The difference between ‘risk’ and ‘consequences’ is significant.  A risk is something that might happen, such as an infection.  A consequence is something that will happen.

Informed Consent is not a form.  A form signed by the patient may serve as evidence that his consent to the procedure was obtained, but valid informed consent is a process in which the physician makes sure the patient under stands the material facts he needs to make a sound decision whether or not to accept the procedure.  It is more than prudent to chart informed consent rather than rely solely on an office form.  If a patient is reluctant to sign a form but consents to the procedure then charting informed consent should be adequate.

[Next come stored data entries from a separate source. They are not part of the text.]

PR #1508, opened 2015-01-30
Add dependencies between unit test projects

AndriySvyryd:
Move shared files


ajcvickers:
Could you summarize the advantages of this change?

AndriySvyryd:
Avoids the pain of adding shared files to projects
Avoids linked files that confuse VS

ajcvickers:
:shipit:

Issue #1374, opened 2015-01-09
Flag to allow application data in logging


rowanmiller:
From a security point of view we decided that, by default, both the message action and state passed to ILogger.Write should not contain any application data. That is, data that comes from the data store or may be supplied by an end user of the application. Depending on the application, this data may contain sensitive information (usernames, credit card numbers, etc.). Examples include, results from queries, values stored in entity instances, and constant values used in LINQ expressions.

We'll have a simple flag that can be enabled to allow this information to be included. This is especially useful for logging queries, where it is helpful to have the parameter values logged along with the query.

This work item includes:
- [x] Creating the flag (off by default)
- [ ] Reviewing existing logging to make sure it honors the flag
- [ ] Writing a warning to the log when the flag is enabled (once per context, ServiceProvider, or whatever is easiest)
- [ ] Wherever data is filtered out of a message, include a message in place of the data letting folks know they can enable the flag to get the data (and a warning that it may result in logging sensitive info) 

We should try and add this in a way that makes it easy to use it for future logging that we add.

rowanmiller:
@lukewaters please work with @anpete to get some direction on this one

divega:
@rowanmiller @anpete @ajcvickers need to find an owner for this.

rowanmiller:
Didn't we handle this with a log level that applies across all technologies?

anpete:
This should probably be replaced by a bug to switch from logging to event notification.

lukewaters:
@rowanmiller I did add a Debug log level and a minimum level to logging a couple months ago, the minimum level prevented more detailed level messages from being distributed to registered loggers for security purposes

divega:
@lukewaters Can we assume that the states of check boxes in the check list is up to date? Thanks!

@anpete Yeah probably. I see that as part of what the new owner would need to figure out. Are you volunteering? :smile:

anpete:
Yes I am. :-)

lukewaters:
@divega The flag is in place, and I Added the LogParamenters flag in [RelationalLoggingExtensions](https://github.com/aspnet/EntityFramework/blob/dev/src/EntityFramework.Relational/Extensions/RelationalLoggerExtensions.cs) I think EF also logs a message whenever DbContext is initialized

divega:
Thanks again!

divega:
@anpete all yours!

PR #1809, opened 2015-03-12
Added the ability to log query parameters

lukewaters:
Part of issue #1374

### DIFF
--- a/src/EntityFramework.Core/Properties/Strings.resx
+++ b/src/EntityFramework.Core/Properties/Strings.resx
@@ -468,6 +468,9 @@
   <data name="NavigationToSelfDuplicate" xml:space="preserve">
     <value>The navigation property '{navigation}' cannot be used for both ends of the relationship. Either specify it on the principal side or the dependent side.</value>
   </data>
+  <data name="DebugLogWarning" xml:space="preserve">
+    <value>{debug} level logging is enabled. At this level, Entity Framework will log sensitive application data such as SQL parameter values. To hide this information configure {minimumLevel} to {recommendedLevel}</value>
+  </data>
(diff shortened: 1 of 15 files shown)


src/EntityFramework.Core/Properties/Strings.resx
```diff
@@ -462,6 +462,9 @@
   <data name="NavigationToSelfDuplicate" xml:space="preserve">
     <value>The navigation property '{navigation}' cannot be used for both ends of the relationship. Either specify it on the principal side or the dependent side.</value>
   </data>
+  <data name="DebugLogWarning" xml:space="preserve">
+    <value>Debug level logging is enabled.  At this level, Entity Framework will log sensitive application data such as Sql parameter values.  To hide this information configure ILoggerFactory.MinimumLevel to LogLevel.Verbose</value>
```
Eilon: A few little things:

1. Only one space after a period
2. Recommend using parameter substitutions in the string and passing in either `nameof(Foo)` or whatever from within the code.
3. The term "SQL" should be in all caps.

lukewaters: addressing 2. this is expected to be a static message, I don't expect anything to change, but I can parameterize the names of the log levels if you think that is necessary

Eilon: It makes it easier for the localizers if every bit of the string is actually localizable text. That way we don't have to "lock out" strings to prevent them from being overlocalized.

lukewaters:
@Eilon I've parameterized the values that I don't think we should localize, does this look good?

Eilon:
:shipit: (sorry for delay, was on vacation)

PR #1812, opened 2015-03-12
Use generic ReadValue in update pipeline and key factories

ajcvickers:
This change allows cached delegates to be created that will call the generic IValueReader.ReadValue method using the type of the property. This means that when a RelationalTypedValueReader is used the generic GetFieldValue method will be called on the underlying data reader, thereby giving the provider the contextual information needed to create objects of the correct type in cases where this cannot be determined by the database metadata alone.

This mechanism is being used in the update pipeline and for key generation. It is not yet being used in query or for reading shadow state properties.

### DIFF
--- a/src/EntityFramework.Relational/Update/ModificationCommand.cs
+++ b/src/EntityFramework.Relational/Update/ModificationCommand.cs
@@ -6,6 +6,7 @@ using System.Collections.Generic;
 using System.Linq;
 using JetBrains.Annotations;
 using Microsoft.Data.Entity.ChangeTracking.Internal;
+using Microsoft.Data.Entity.Infrastructure;
 using Microsoft.Data.Entity.Metadata;
 using Microsoft.Data.Entity.Relational.Metadata;
 using Microsoft.Data.Entity.Utilities;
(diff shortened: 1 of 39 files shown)


src/EntityFramework.Relational/Update/ModificationCommand.cs
```diff
@@ -141,14 +147,12 @@ public virtual void PropagateResults([NotNull] IValueReader reader)
...
-            // Issue #771
             // Note that this call sets the value into a sidecar and will only commit to the actual entity
             // if SaveChanges is successful.
-            var columnOperations = ColumnModifications.Where(o => o.IsRead).ToArray();
-            for (var i = 0; i < columnOperations.Length; i++)
+            var columnOperations = ColumnModifications.Where(o => o.IsRead).ToList();
+            for (var i = 0; i < columnOperations.Count; i++)
             {
-                columnOperations[i].Value = reader.IsNull(i) ? null : reader.ReadValue<object>(i);
+                columnOperations[i].Value = columnOperations[i].BoxedValueReader.ReadValue(reader, i);
```
AndriySvyryd: Why do we need to enumerate columnOperations twice?

AndriySvyryd:
:shipit:

src/EntityFramework.Relational/Update/ModificationCommand.cs
ajcvickers: Changed.

PR #1826, opened 2015-03-14
RevEng: Moving and simplifying look up of assembly from name

lajones:
@bricelam - just tidying up so that we pass the assembly name and look up the actual assembly in DatabaseTool instead. As agreed earlier today.

### DIFF
--- a/src/EntityFramework.Commands/DatabaseTool.cs
+++ b/src/EntityFramework.Commands/DatabaseTool.cs
@@ -16,7 +16,10 @@ namespace Microsoft.Data.Entity.Commands
 {
     public class DatabaseTool
     {
+        public static readonly string _defaultReverseEngineeringProviderAssembly = "EntityFramework.SqlServer.Design";
+
         private readonly ServiceProvider _serviceProvider;
+        private readonly LazyRef<ILogger> _logger;
 
         public DatabaseTool(
             [CanBeNull] IServiceProvider serviceProvider,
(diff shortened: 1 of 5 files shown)


src/EntityFramework.Commands/Properties/Strings.resx
```diff
@@ -60,122 +59,119 @@
...
     <value>The current CSharpMigrationOperationGenerator cannot scaffold operations of type '{operationType}'. Configure your services to use one that can.</value>
   </data>
-    <data name="UnknownLiteral" xml:space="preserve">
+  <data name="UnknownLiteral" xml:space="preserve">
     <value>The current CSharpHelper cannot scaffold literals of type '{literalType}'. Configure your services to use one that can.</value>
   </data>
+  <data name="CannotFindAssembly" xml:space="preserve">
+    <value>Unable to find asssembly with name {assemblyName}.</value>
+  </data>
 </root>
```
lajones: Not sure why all the whitespace changes. The 3 lines above are the only real change.

src/EntityFramework.Commands/DatabaseTool.cs
```diff
@@ -27,26 +30,33 @@ public class DatabaseTool
...
-            Check.NotNull(providerAssembly, nameof(providerAssembly));
+            Check.NotNull(providerAssemblyName, nameof(providerAssemblyName));
             Check.NotEmpty(connectionString, nameof(connectionString));
             Check.NotEmpty(rootNamespace, nameof(rootNamespace));
             Check.NotEmpty(projectDir, nameof(projectDir));
 
+            var assembly = GetReverseEngineerProviderAssembly(providerAssemblyName);
+            if (assembly == null)
+            {
+                _logger.Value.LogWarning(Strings.CannotFindAssembly(providerAssemblyName));
```
bricelam: You can always throw exceptions to "log" errors.

src/EntityFramework.Commands/Properties/Strings.resx
bricelam: Someone probably ran R# Code Clean-up which formats it differently than VS does by default.

bricelam:
:shipit:

bricelam:
Can we remove `Microsoft.SqlServer.Design` from this project's dependencies now?

src/EntityFramework.Commands/DatabaseTool.cs
lajones: Did it this was to be consistent with some logging that MigrationTool does. I don't really mind which way though. Would you prefer exceptions? Any particular kind of exception?

lajones:
Re  'Microsoft.SqlServer.Design'  - it's still hard-coded to use that provider and only that provider. This was per agreement with @rowanmiller a while back. In future will want to add code to the psm to allow using the DTE project to pass in the project's references and using those to look up the provider assembly but that's on the back-burner for right now.

src/EntityFramework.Commands/DatabaseTool.cs
lajones: Looks like ContextTool uses InvalidOperationException. So I'll do the same.

lajones:
Checked in with commit c2e146a.

PR #1827, opened 2015-03-14
Add IsConfigured property to DbContextOptionsBuilder

ajcvickers:
Add IsConfigured property which returns true if any UseXxx method has been called--in other words, if any extension has been added


divega:
:shipit:

ajcvickers:
Merged

Issue #1830, opened 2015-03-14
Query :: simplify negated expressions in query predicate


maumar:
We can simplify some queries containing negation:

!(!a) => a
!a == b => a != b
!a != b => a == b
!(a && b) => !a || !b
!(a || b) => !a && !b
!(a>b) => a <=b

maumar:
Fixed in 723b8b5cec00cd261dc6b8d1b68a05fe77c613de

Issue #1760, opened 2015-03-05
Query :: complex filter containing boolean expressions may produce invalid sql


maumar:
query:

```
 products.Where(p => p.Discontinued == (p.ProductID > 100))
```

EF6 translates this to:

```
SELECT 
      [Extent1].[ProductID] AS [ProductID], 
      [Extent1].[ProductName] AS [ProductName], 
      [Extent1].[SupplierID] AS [SupplierID], 
      [Extent1].[CategoryID] AS [CategoryID], 
      [Extent1].[QuantityPerUnit] AS [QuantityPerUnit], 
      [Extent1].[UnitPrice] AS [UnitPrice], 
      [Extent1].[UnitsInStock] AS [UnitsInStock], 
      [Extent1].[UnitsOnOrder] AS [UnitsOnOrder], 
      [Extent1].[ReorderLevel] AS [ReorderLevel], 
      [Extent1].[Discontinued] AS [Discontinued]
      FROM [dbo].[Products] AS [Extent1]
      WHERE [Extent1].[Discontinued] = (CASE WHEN ([Extent1].[ProductID] > 100) THEN cast(1 as bit) WHEN ( NOT ([Extent1].[ProductID] > 100)) THEN cast(0 as bit) END)
```

maumar:
fixed in 723b8b5cec00cd261dc6b8d1b68a05fe77c613de

PR #1831, opened 2015-03-14
Fix to Issues #1760 " - complex filter containing boolean expressions may produce invalid sql" and #1830 -  simplify negated expressions in query predicate

maumar:
#1760 - Query :: complex filter containing boolean expressions may produce invalid sql
#1830 - Query :: simplify negated expressions in query predicate

#1760:
Problem is when comparing expressions which are not simple (constant, parameter, column), e.g
products.Where(p => p.Discontinued == (p.ProductID > 100)). Naive translation produces invalid sql.

Fix is to expand those comparisons like so:
(a == b) => (a && b) || (!a && !b)
(a != b) => (!a && b) || (a && !b)

This is done before sql generation for perf reasons (result tree gets cached, sql does not).

#1830:
Since #1760 introduces additional (negated) expressions, we want to optimize them as much as possible.
This checkin handles the following optimizations:
!(!a) => a
!a == b => a != b
!a != b => a == b
!(a && b) => !a || !b
!(a || b) => !a && !b
!(a > b) => a <= b
!(a >= b) => a < b
!(a < b) => a >= b
!(a <= b) => a > b

Also fix some minor bugs where necessary parentheses would not be produced during sql generation

### DIFF
--- a/test/EntityFramework.Core.FunctionalTests/QueryTestBase.cs
+++ b/test/EntityFramework.Core.FunctionalTests/QueryTestBase.cs
@@ -911,6 +911,62 @@ namespace Microsoft.Data.Entity.FunctionalTests
         }
 
         [Fact]
+        public virtual void Where_bool_member_compared_to_binary_expression()
+        {
+            AssertQuery<Product>(ps => ps.Where(p => p.Discontinued == (p.ProductID > 50)), entryCount: 44);
+        }
+
+        [Fact]
+        public virtual void Where_not_bool_member_compared_to_not_bool_member()
+        {
+            AssertQuery<Product>(ps => ps.Where(p => !p.Discontinued == !p.Discontinued), entryCount: 77);
+        }
+
+        [Fact]
+        public virtual void Where_negated_boolean_expression_compared_to_another_negated_boolean_expression()
+        {
+            AssertQuery<Product>(ps => ps.Where(p => !(p.ProductID > 50) == !(p.ProductID > 20)), entryCount: 47);
+        }
+
+        [Fact]
+        public virtual void Where_not_bool_member_compared_to_binary_expression()
+        {
+            AssertQuery<Product>(ps => ps.Where(p => !p.Discontinued == (p.ProductID > 50)), entryCount: 33);
+        }
+
+        [Fact]
+        public virtual void Where_bool_parameter_compared_to_binary_expression()
+        {
+            bool prm = true;
+            AssertQuery<Product>(ps => ps.Where(p => (p.ProductID > 50) != prm), entryCount: 50);
+        }
+
+        [Fact]
+        public virtual void Where_bool_member_and_parameter_compared_to_binary_expression_nested()
+        {
+            bool prm = true;
+            AssertQuery<Product>(ps => ps.Where(p => p.Discontinued == ((p.ProductID > 50) != prm)), entryCount: 33);
+        }
+
+        [Fact]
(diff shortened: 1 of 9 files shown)


maumar:
@anpete

maumar:
@divega

test/EntityFramework.SqlServer.FunctionalTests/QuerySqlServerTest.cs
```diff
@@ -1644,6 +1644,105 @@ public override void Where_bool_member_in_complex_predicate()
...
+WHERE ([p].[Discontinued] = 0 AND ([p].[ProductID] > 50)) OR ([p].[Discontinued] = 1 AND ([p].[ProductID] <= 50))",
+                Sql);
+        }
+
+        public override void Where_not_bool_member_compared_to_not_bool_member()
+        {
+            base.Where_not_bool_member_compared_to_not_bool_member();
+
+            Assert.Equal(
+                @"SELECT [p].[Discontinued], [p].[ProductID], [p].[ProductName], [p].[UnitsInStock]
```
maumar: this could be optimized to p.Discontinued = p.Discontinued if I run negation optimizer before equality expansion. Currently running it just after the expansion, since it optimizer more real-life cases. Running it twice seems like too much cost for the benefit, but could be done if you guys think it makes sense.

divega: Couldn't we optimize out the whole WHERE clause for this case? :smile: I don't have a strong opinion on executing the rules more than once. In principle we could design it so we can apply simplifications in a loop until either the tree doesn't change or we go over some threshold, but not sure about the cost/benefit ratio here.

maumar: We could, I was thinking to add tautology/redundant constants optimization as well. In this case however, since the properties are wrapped in a 'Not' clause, we would still have to apply 'Not' elimination before tautology elimination to optimize this out (or make tautology removal more sophisticated)

test/EntityFramework.Core.FunctionalTests/QueryTestBase.cs
```diff
@@ -911,6 +911,62 @@ public virtual void Where_bool_member_in_complex_predicate()
...
+
+        [Fact]
+        public virtual void Where_bool_member_and_parameter_compared_to_binary_expression_nested()
+        {
+            bool prm = true;
+            AssertQuery<Product>(ps => ps.Where(p => p.Discontinued == ((p.ProductID > 50) != prm)), entryCount: 33);
+        }
+
+        [Fact]
+        public virtual void Where_de_morgan_or_optimizated()
```
anpete: optimizated? Cool!

test/EntityFramework.SqlServer.FunctionalTests/QuerySqlServerTest.cs
```diff
@@ -672,12 +672,12 @@ public override void All_top_level()
 
             Assert.Equal(
                 @"SELECT CASE WHEN (
-    NOT EXISTS (
+    NOT(EXISTS (
```
anpete: Should have a space after NOT

anpete:
:shipit: :trophy:

maumar:
merged 723b8b5cec00cd261dc6b8d1b68a05fe77c613de

Issue #1819, opened 2015-03-13
Migrations: NullRef when no migration name supplied when adding a migrations (k cmd)


rowanmiller:
`k ef migration add --context UnicornStoreContext`

> System.NullReferenceException: Object reference not set to an instance of an object.
>    at Microsoft.Framework.Runtime.Common.CommandLine.CommandLineApplication.ShowHelp(String commandName)
>    at Microsoft.Data.Entity.Commands.Program.AddMigration(String name, String context, String startupProject)
>    at Microsoft.Data.Entity.Commands.Program.<>c__DisplayClass8_1.<Main>b__6()
>    at Microsoft.Framework.Runtime.Common.CommandLine.CommandLineApplication.Execute(String[] args)
>    at Microsoft.Data.Entity.Commands.Program.Main(String[] args)

Not sure if this is something we should be doing differently in our code or if it's a bug in the cmd line library we use.

bricelam:
This is a dupe of #980 (Closed as fixed by @lukewaters)

lukewaters:
I'll look into this

rowanmiller:
I have beta4-12528 referenced (3 days old) and am seeing the issue

lukewaters:
fixed in #1834

PR #1834, opened 2015-03-16
fixing up help

lukewaters:
fix for #1819


lukewaters:
@bricelam can you take a look?

bricelam:
:shipit: This will work for the specific case. We should also look at updating CommandLineUtils with a more general solution that can be reused by all its consumers.

PR #1835, opened 2015-03-16
Use generic ReadValue when reading shadow properties

ajcvickers:
Query still to do.

### DIFF
--- a/src/EntityFramework.Core/ChangeTracking/Internal/EntityEntryMetadataServices.cs
+++ b/src/EntityFramework.Core/ChangeTracking/Internal/EntityEntryMetadataServices.cs
@@ -3,6 +3,7 @@
 
 using System.Collections.Generic;
 using JetBrains.Annotations;
+using Microsoft.Data.Entity.Infrastructure;
 using Microsoft.Data.Entity.Metadata;
 
 namespace Microsoft.Data.Entity.ChangeTracking.Internal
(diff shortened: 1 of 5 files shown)


src/EntityFramework.Core/ChangeTracking/Internal/EntityEntryMetadataServices.cs
```diff
@@ -51,5 +55,8 @@ public virtual EntityKey CreateKey(IEntityType entityType, IReadOnlyList<IProper
             => _entityKeyFactorySource
                 .GetKeyFactory(properties)
                 .Create(entityType, properties, propertyAccessor);
+
+        public virtual object ReadValueFromReader(IValueReader valueReader, IProperty property)
```
AndriySvyryd: Can this be called just ReadValue?

AndriySvyryd:
:shipit:

src/EntityFramework.Core/ChangeTracking/Internal/EntityEntryMetadataServices.cs
ajcvickers: It can, but when I had it like this I ended up with runtime bugs because the overload that was taking object was called instead of their being a compile error. This was because my code was wrong, but I decided to change the name to make it not compile in such cases.

AndriySvyryd: Since it will result in an exception anyway if the wrong one is used I would prefer the shorter name, but I don't feel strongly about it.

ajcvickers: I'd rather have compile-time checking than a runtime exception.

AndriySvyryd: ok

PR #1840, opened 2015-03-17
Add contract interfaces for more services

ajcvickers:
This makes all core services use contract interfaces, except ChangeTracker which is an API class and I will remove from DI resolution.


anpete:
:shipit:

PR #1848, opened 2015-03-18
Added key batch generation functional test

lukewaters:
This shows the expected behavior described #1540


test/EntityFramework.SqlServer.FunctionalTests/CommandConfigurationTests.cs
```diff
@@ -285,6 +286,52 @@ public void Constructed_update_statement_uses_commandTimeout_overriding_configur
             }
         }
 
+        [Theory]
+        [InlineData(51, 6)]
+        [InlineData(50, 5)]
+        [InlineData(20, 5)]
+        [InlineData(2, 2)]
+        public void Keys_generated_in_batches(int count, int expected)
```
lajones: Nit: better to name the parameters what it is a "count" of and similarly for "expected". Otherwise looks good.

Do you need other tests where you reset the Batch Size and show that the above changes?

PR #1853, opened 2015-03-18
adding type to count, removing longCount

lukewaters:
This addresses a comment from @anpete


src/EntityFramework.Relational/Query/Expressions/CountExpression.cs
```diff
@@ -15,8 +16,17 @@ public class CountExpression : ExtensionExpression
         public CountExpression()
             : base(typeof(int))
```
anpete: Sorry if I was unclear - You want to pass the type to the base ctor. All Expressions already have a Type property.

src/EntityFramework.SqlServer/Query/SqlServerQueryGenerator.cs
```diff
@@ -11,5 +14,21 @@ protected override string DelimitIdentifier(string identifier)
...
+        {
+            Check.NotNull(countExpression, nameof(countExpression));
+
+            if (countExpression.CountReturnType == typeof(long))
+            {
+                Sql.Append("COUNT_BIG(*)");
+            }
+            else
+            {
+                Sql.Append("COUNT(*)");
```
anpete: Call base.

anpete:
:shipit: after changes.

PR #1857, opened 2015-03-19
Metadata: Align entity name properties with CLR

### LINKED ISSUE #1613: Metadata: Align entity name properties with CLR
We have EntityType.Name and EntityType.SimpleName. Seems like it would be better just to match CLR here: FullName and Name.

smitpatel:
resolves #1613

### DIFF
--- a/src/EntityFramework.Commands/Migrations/CSharpModelGenerator.cs
+++ b/src/EntityFramework.Commands/Migrations/CSharpModelGenerator.cs
@@ -237,7 +237,7 @@ namespace Microsoft.Data.Entity.Commands.Migrations
 
             var tableName = entityType.Relational().Table;
             var schema = entityType.Relational().Schema;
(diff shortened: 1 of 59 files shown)


ajcvickers:
@rowanmiller Can you check the API review notes on this one? I thought we came to a different decision.

rowanmiller:
We decided to leave Name as-is and rename SimpleName to DisplayName and make it an extension method (though personally I don't think the extension method part is critical)

ajcvickers:
Thanks Rowan. I think it should be an extension method because then any implementation of the interface can use the same implementation.

smitpatel:
@rowanmiller - Can you update #1613  or close it and file a new issue for this task?

rowanmiller:
@smitpatel - Closed. @anpete is going to be making that changes from the API review.

Issue #2160, opened 2015-05-11
QuerySqlServerTest has culture-dependent assertion


MichaelKetting:
Testcase QuerySqlServerTest.Where_chain is culture sensitive. When run with German system culture, the test fails with:
Expected: __p_0: 1/1/1998 12:00:00 AM\r\n\r\nSELECT [o].[Order···
Actual:   __p_0: 01.01.1998 00:00:00\r\n\r\nSELECT [o].[OrderI···

There's two options for this:0
1)  Either, the diagnostic output written by RelationalLoggerExtensions.LogParameters() should always be formatted in the local system's culture. In this case, the culture should be set and reset in the test fixture. 
2) Or, the logger should always use the same formatting, then a culture, e.g. Invariant, should be chosen and possibly even a specific formatting for Date-types (RFC1123, sortable, etc).

@ajcvickers: Since you did the Logger, do you have a preference for what you'd like to see in a PR?

rowanmiller:
@maumar can you investigate what would make the most sense to do here

rowanmiller:
We should try setting the current culture in the test

dougbu:
@maumar stealing this bug because I fixed it last weekend...

divega:
Hey @dougbu, can you explain the fix?

dougbu:
@divega using the `[ReplaceCulture]` attribute from Microsoft.AspNet.Testing on the offending tests solves the problem.

divega:
Thanks! Talked to @dougbu and it seems this should work in most cases where it can reasonably work, e.g. it won't do magic for async tests on 4.5.1 because the culture is in TLS but it should be good enough.

MichaelKetting:
@dougbu Should this fix already be part of the current dev HEAD?

dougbu:
@MichaelKetting no, not in `dev` yet. See PR #2321.

MichaelKetting:
@dougbu  Good to know. Thanks!

dougbu:
b6118c9

ErikEJ:
Another dependency (on AspNet.Testing) - is that good?

PR #2194, opened 2015-05-14
#2160 Fix dependency on local system culture in QuerySqlServerTest by…

MichaelKetting:
… setting a fixed culture.

As discussed over in #2160 :smile:

### DIFF
--- a/test/EntityFramework.SqlServer.FunctionalTests/QuerySqlServerTest.cs
+++ b/test/EntityFramework.SqlServer.FunctionalTests/QuerySqlServerTest.cs
@@ -1,21 +1,22 @@
 // Copyright (c) .NET Foundation. All rights reserved.
 // Licensed under the Apache License, Version 2.0. See License.txt in the project root for license information.
 
+using System;
+using System.Globalization;
 using System.Linq;
+using System.Threading;
 using Microsoft.Data.Entity.FunctionalTests;
 using Microsoft.Data.Entity.FunctionalTests.TestModels.Northwind;
 using Microsoft.Data.Entity.Relational.FunctionalTests;
 using Microsoft.Data.Entity.Storage;
 using Xunit;
 
-#if DNXCORE50
-using System.Threading;
-#endif
-
 namespace Microsoft.Data.Entity.SqlServer.FunctionalTests
 {
-    public class QuerySqlServerTest : QueryTestBase<NorthwindQuerySqlServerFixture>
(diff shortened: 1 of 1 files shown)


test/EntityFramework.SqlServer.FunctionalTests/QuerySqlServerTest.cs
```diff
@@ -2635,6 +2636,13 @@ public override void Selected_column_can_coalesce()
         public QuerySqlServerTest(NorthwindQuerySqlServerFixture fixture)
             : base(fixture)
         {
+            _backupCultureInfo = Thread.CurrentThread.CurrentCulture;
```
divega: We should use CultureInfo.CurrentCulture instead so that it can flow through async calls and work on Core.

MichaelKetting: Actually, the tests project is set to .NET 4.5, so CultureInfo only has a getter available. Should I still use CultureInfo for getting and Thread for setting?

divega: Ah, good point. @bricelam, what do you think? Could se update the test project?

bricelam: Yes, we should be OK to use .NET 4.6 for our test projects.

MichaelKetting: Good to know. I've created an issue for this (#2203) and will be sending a PR shortly. Will be updating the PR for the current issue once the test projects are have been switched to .NET 4.6.

MichaelKetting:
Since @davidfowl confirmed that .NET 4.6 doesn't fully work at this time and @divega agrees to just use Thread.CultureInfo while there are no async tests depending on it, there's nothing left to do for me with the PR and it's ready for a second go at getting merged. (I've also rebased on top of dev)

rowanmiller:
Hey All,

~Rowan

bricelam:
@MichaelKetting dnx46 is in; do you want to update this to use it before merging?

MichaelKetting:
@bricelam Thanks for the update. Want to first submit the test-project switch to .net 4.6 (#2203). Just have to figure out first if some weird exception is local to my system, a dnx problem or something else weird.

MichaelKetting:
Fixed via alternate in b6118c9

PR #2197, opened 2015-05-14
Fix #2179 - table presence detection not working on SQL Azure DB V12

### LINKED ISSUE #2179: HasTables()/HasTableAsync does not work with Azure SQL Database V12
The following TSQL command (in CreateHasTablesCommand()) always return 1 with "empty" Azure SQL Database V12 because a database_firewall_rules view is added by default in empty databases (script_deployments and script_deployment_status views are added as well after a migration from old Azure SQL Database version to V12):

IF EXISTS (SELECT * FROM INFORMATION_SCHEMA.TABLES) SELECT 1 ELSE SELECT 0

As this command is used in the HasTables()/HasTablesAsync() method in the SqlServerDataStoreCreator class to check if the table should be created, tables are never created.

ErikEJ:
Fixes issue #2179 by adding a check for the table type in the check for the precense of any user created tables, as the INFORMATION_SCHEMA.TABLES view contains rows on a blank database on Azure SQL DB V12.
Modifeid query verfied against a V12 database (and against localdb by running the tests)

### DIFF
--- a/src/EntityFramework.SqlServer/SqlServerDataStoreCreator.cs
+++ b/src/EntityFramework.SqlServer/SqlServerDataStoreCreator.cs
@@ -88,7 +88,7 @@ namespace Microsoft.Data.Entity.SqlServer
             => _sqlGenerator.Generate(_modelDiffer.GetDifferences(null, model), model);
 
         private string CreateHasTablesCommand()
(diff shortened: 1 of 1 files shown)


ajcvickers:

Do not use ‘Informed Consent’ when a patient insists on alternative medicine.  Use ‘Assumption of Risk’ as discussed in a later post.


EXCEPTIONS

  • Emergencies

  • Unconscious or Incapacitated Patient

  • Patient Waiver


PATIENT REFUSAL


If a patient must give his consent to a medical procedure before it can be performed, it follows that a patient who is a competent adult also has the right to refuse treatment.  Doing an invasive procedure that a competent adult has refused is a battery, a tort for which the physician can be sued and which may not be covered by his malpractice policy.

The Supreme Court case of Cruzan held, among other things, that a competent adult has the right to refuse medical treatment including artificial nutrition and hydration.